About

The project

Beyond the Fattening Room puts five wooden figures depicting ‘fattening room’ maidens from the University of Birmingham’s African Collection in dialogue with women’s contemporary lived experiences in Calabar, south-eastern Nigeria.

By using art to elicit women’s life stories in Nigeria, the project deepens understanding of female journeys towards social maturation and experiences of motherhood. In Calabar, this research will contribute to urgent local debates on maternal care best practice, and the project will share its findings and its research methodologies with women’s health rights organisations in the region. For the University of Birmingham, the social research undertaken in Calabar will help University Collections communicate the contemporary significance of ‘fattening rooms’ and the art objects it manages. A series of public-facing exhibitions in Birmingham and Calabar aim to generate further conversation on the art objects and female coming of age practices. The project creates a case study for how UK-based African art collections can care for their objects and engage diverse publics.

Beyond the Fattening Room is a collaborative project led by Dr Juliet Gilbert at the University of Birmingham. Read more about the Project Team here [hyperlink to Team page]. The project is generously funded by the Arts and Humanities Research Council (AHRC).

What are the project’s art objects?

The five wooden figures at the centre of the project depict maidens on their public outing from the ‘fattening room’. Crafted by expert carvers in the Cross River region of southeastern Nigeria, each of the figures showcases both local ideals of youthful femininity and, in the way in which each figure has its own style and character, the skill and artistic vision of the carver.

The figures were commissioned directly from the carvers in the 1970s by a British art historian, Jill Salmons, and her late husband, the ethnographer, Keith Nicklin.

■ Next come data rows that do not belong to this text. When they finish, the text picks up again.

PR #1392, opened 2024-06-17
fix: FORMS-883 help Excel with BCSans CSVs

WalterMoar:
# Description

It was reported that exporting submissions containing Indigenous language characters is not working correctly for CSV exports. The export is fine for JSON, and the CSV when opened in Notepad contains the correct data. The problem is when loading the CSV export into Excel, then the data becomes garbled.

As an example:
- The text `Nəxʷsƛ̕ay̓əmúcən` appears in Excel as `NÉ™xÊ·sÆ›Ì•ayÌ"É™mÃºcÉ™n`
- The text `nk̓ iʔ snm̓am̓áyaʔtn iʔ k̓l sqilxʷtət` appears in Excel as `nkÌ" iÊ" snmÌ"amÌ"aÌyaÊ"tn iÊ" kÌ"l sqilxÊ·tÉ™t`

There is an excellent write-up on the problem, including proposed solutions, in: https://github.com/bcgov/inclusive-names-service/blob/main/docs/file_formats/csv_excel/csv.md

Solution: add a Byte Order Mark (BOM) to the exports.

Risk: this is a change to the CSV output, so there is a possibility that it could affect some users. Without a use-case of how this could be a problem, it’s hard to determine if this risk is legitimate and/or what the impact would be. It would be good to test it with non-Windows applications.

## Types of changes

fix (a bug fix)

## Checklist

## Further comments

This chunk of code isn't covered by the existing tests, so I just left things as-is.

### DIFF
--- a/app/frontend/src/components/forms/ExportSubmissions.vue
+++ b/app/frontend/src/components/forms/ExportSubmissions.vue
@@ -197,7 +197,10 @@ export default {
         );
 
         if (response && response.data && !emailExport) {
-          const blob = new Blob([response.data], {
+          // Create a UTF-8 Byte Order Mark to handle BC Sans in Excel.
+          const BOM = new Uint8Array([0xef, 0xbb, 0xbf]);
+
+          const blob = new Blob([BOM, response.data], {
             type: response.headers['content-type'],
           });
           const url = window.URL.createObjectURL(blob);


WalterMoar:
Excel file in Windows 10:
image

WalterMoar:
LibreOffice Calc on Ubuntu 24.04:
image

PR #1404, opened 2024-07-01
Enhanced error handling and warning logging for Proxy/External API.

usingtechnology:
# Description
Calls to the CHEFS Proxy for External APIs are made during design of the form and configuration of the form components. Without full configuration (expected headers, a configure External API) the `/api/v1/proxy/external` will throw (and log errors). The log gets polluted with "false" negatives and are not truly indicative of the proxy or the external API failing.

This PR is intended to reduce the number of errors written to the log and enhance the return status codes so the form designer and the CHEFS support team can determine appropriate actions.

https://bcdevex.atlassian.net/browse/FORMS-1353

## Types of changes

Changes are primarily to the proxy controller and service. The service will throw `ProxyServiceError` on known logic errors. This allows the controller to log those errors as warnings (ex. missing an expected header) and return a specific status code (299) that indicates to the designer that there is missing information but will not log an error. 

An error handling enhancement around the actual call to the external API will allow the CHEFS support team and the form designer know when the proxy succeeds but the external API fails. This will return a 502 status with the message from the external API error response.

Documentation update with a status code table and their meanings.

 feat (a new feature)

## Checklist

### DIFF
--- a/app/src/forms/proxy/controller.js
+++ b/app/src/forms/proxy/controller.js
@@ -59,13 +59,13 @@ module.exports = {
         // formio components will call as soon as the URL is entered while designing.
         // calls will fire before the designer has added the headers.
         log.warn(error.message);
-        // send an empty result back with status 299 Miscellaneous Persistent Warning
-        res.status(299).json([]);
+        // send back status 400 Bad Request
+        res.sendStatus(400);
       } else if (error instanceof NotFoundError) {
         // may have created formio component before adding the External API config.
         log.warn('External API configuration does not exist.');
-        // send an empty result back with status 299 Miscellaneous Persistent Warning
-        res.status(299).json([]);
+        // send back status 400 Bad Request
+        res.sendStatus(400);
       } else {
         next(error);
       }
--- a/app/src/forms/proxy/controller.js
+++ b/app/src/forms/proxy/controller.js
@@ -3,6 +3,9 @@ const jwtService = require('../../components/jwtService');
 const axios = require('axios');
 const { ExternalAPIStatuses } = require('../common/constants');
 const Problem = require('api-problem');
+const ProxyServiceError = require('./error');
+const { NotFoundError } = require('objection');
+const log = require('../../components/log')(module.filename);
 
 module.exports = {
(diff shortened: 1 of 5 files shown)


app/src/forms/proxy/controller.js
```diff
@@ -19,22 +22,53 @@ module.exports = {
...
     } catch (error) {
-      next(error);
+      if (error instanceof ProxyServiceError) {
+        // making an assumption that the form component making this call
+        // has not been setup correctly yet.
+        // formio components will call as soon as the URL is entered while designing.
+        // calls will fire before the designer has added the headers.
+        log.warn(error.message);
+        // send an empty result back with status 299 Miscellaneous Persistent Warning
+        res.status(299).json([]);
```
WalterMoar, line 63: Changes look great! Just a couple of questions here:
1. Instead of the `299` status, what happens if something like `400` is returned? Does this cause warnings in the UI (we don't want that) but just wondering why we'd return a `2XX` success response when it is a bad request.
2. Would `res.sendStatus(299);` have the effect you want? The code has a few different ways to return just status codes, and I'm hoping to standardize on one of them (I don't care which one, but if they all do the same thing it's a bit less confusing than asking "what's the difference" all the time). (The `sendStatus` makes for slightly shorter unit tests.)

usingtechnology: 1. that was more for checking logs, filtering on 4xx would include these when we probably don't want them. so up to you - make the call for the status you want returned.
2. yup, `res.sendStatus(299);` will work. i was concerned that not sending a body back would mess up the formio components - seems ok with select/dropdown.

WalterMoar: 1. Let's go with 400, since it is a "Bad Request"? We don't worry toooo much about 400s unless we see a lot unexplained ones coming from our own frontend.
2. `sendStatus` would be great!

usingtechnology: done - 400 and sendStatus.

WalterMoar (approved):
Looks great!

PR #1410, opened 2024-07-02
fix: FORMS-1008 add address lookup url

WalterMoar:
# Description

Fix a problem where the address lookup components are not calling the backend. The URL for the backend route was missing from the environment variables, so added it into the devcontainers launcher.

> Note: This is not a complete fix to get the address components working in localhost, it's just enough to call the backend so that work on other bugs is unblocked. There is a bigger problem with CORS errors to be figured out in FORMS-1364.

## Types of changes

fix (a bug fix)

## Checklist

### DIFF
--- a/.vscode/launch.json
+++ b/.vscode/launch.json
@@ -21,11 +21,12 @@
     {
       "cwd": "${workspaceFolder}/app/frontend",
       "env": {
-        "VITE_TITLE": "Common Hosted Forms - Local",
+        "VITE_CHEFS_ADVANCE_GEO_ADDRESS_APIURL": "http://localhost:8080/app/api/v1/bcgeoaddress/address",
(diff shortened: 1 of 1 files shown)


.vscode/launch.json
```diff
@@ -21,11 +21,12 @@
     {
       "cwd": "${workspaceFolder}/app/frontend",
       "env": {
-        "VITE_TITLE": "Common Hosted Forms - Local",
+        "VITE_CHEFS_ADVANCE_GEO_ADDRESS_APIURL": "http://localhost:8080/app/api/v1/bcgeoaddress/address",
```
WalterMoar, line 24: The `VITE_CHEFS_ADVANCE_GEO_ADDRESS_APIURL` is the only addition, the rest is just alphabetizing the variables.

PR #1425, opened 2024-07-04
fix: FORMS-1140 run zap on pr deploys

WalterMoar:
# Description

The OWASP ZAP Scan stopped running when we changed the CI/CD pipeline away from the "feature branch" way of doing things. As part of our STRA SoAR we need to run the scan and handle any problems that are identified.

The couple spent extensive time between the 1970s and 1990s in the Cross River region, working alongside local art collectives to document the region’s art and the carvers’ methods of making. The project refers to the wooden figures as ‘art objects’ rather than ‘ethnographic objects’ because they were commissioned by Nicklin and Salmons for their own private collection as examples of local craftmanship and as keepsakes of the personal relationships they forged with carvers – the figures were never used in social life in Nigeria.

The five figures depicting ‘fattening room’ maidens were part of a generous donation of art objects made by Jill Salmons to the University of Birmingham’s African Collection.

During the project, five artistic responses to these wooden figures will be created by women artists in Calabar, Nigeria.

What are ‘fattening rooms’?

In Nigeria’s ethnically diverse Cross River region, ‘fattening rooms’ were once common in many communities as a space of seclusion and physical, aesthetic and moral transformation. Pubescent girls would enter the ‘fattening room’ in preparation for marriage and motherhood. During their isolation, which typically lasted a few months but could last up to a couple of years, girls would be looked after by older women, condition their bodies with food and their skin with local clay, and learn feminine arts such as body painting and dance. Girls would emerge from the ‘fattening room’ on their ‘public outing’ to show off their fattened bodies and feminine beauty to their communities and to mark their successful transition to womanhood.

Today, ‘fattening rooms’ are largely defunct. Although some communities continue to practise some elements as part of broader re-investments in traditional heritage, most girls will not enter the ‘fattening room’ on their journeys to adulthood. Urbanisation, a greater importance placed on formal education, the spread of Pentecostal Christianity, and an increased awareness of medical interventions surrounding childbirth mean the expectations placed on girls and their transitions to adulthood have changed significantly. Despite this, the image of the ‘fattening room’ maiden remains iconic in the region, epitomising femininity and fertility.

Nigeria’s changing social landscape, in which ‘fattening rooms’ no longer exist but are certainly not forgotten, raises questions about how to communicate the significance of the five ‘fattening room’ figures in the University of Birmingham’s African Collection. Click here [hyperlink to Interact page] to view these art objects.

What will the project do?

The project has two distinct but interlinked aims:

1) Understand the continuities and tensions between past and contemporary feminine ideals in Nigeria’s Cross River region, providing insights into the challenges that women face, particularly with regards to preparation for motherhood.

2) Introduce an important new dimension into recent decolonial debates within museum studies by presenting a case study for evaluating how care of an African art collection requires engaging objects in social life.

The project runs for four years (2025-29) and will realise its two aims through a series of activities taking place in Birmingham, UK, and Calabar, Nigeria.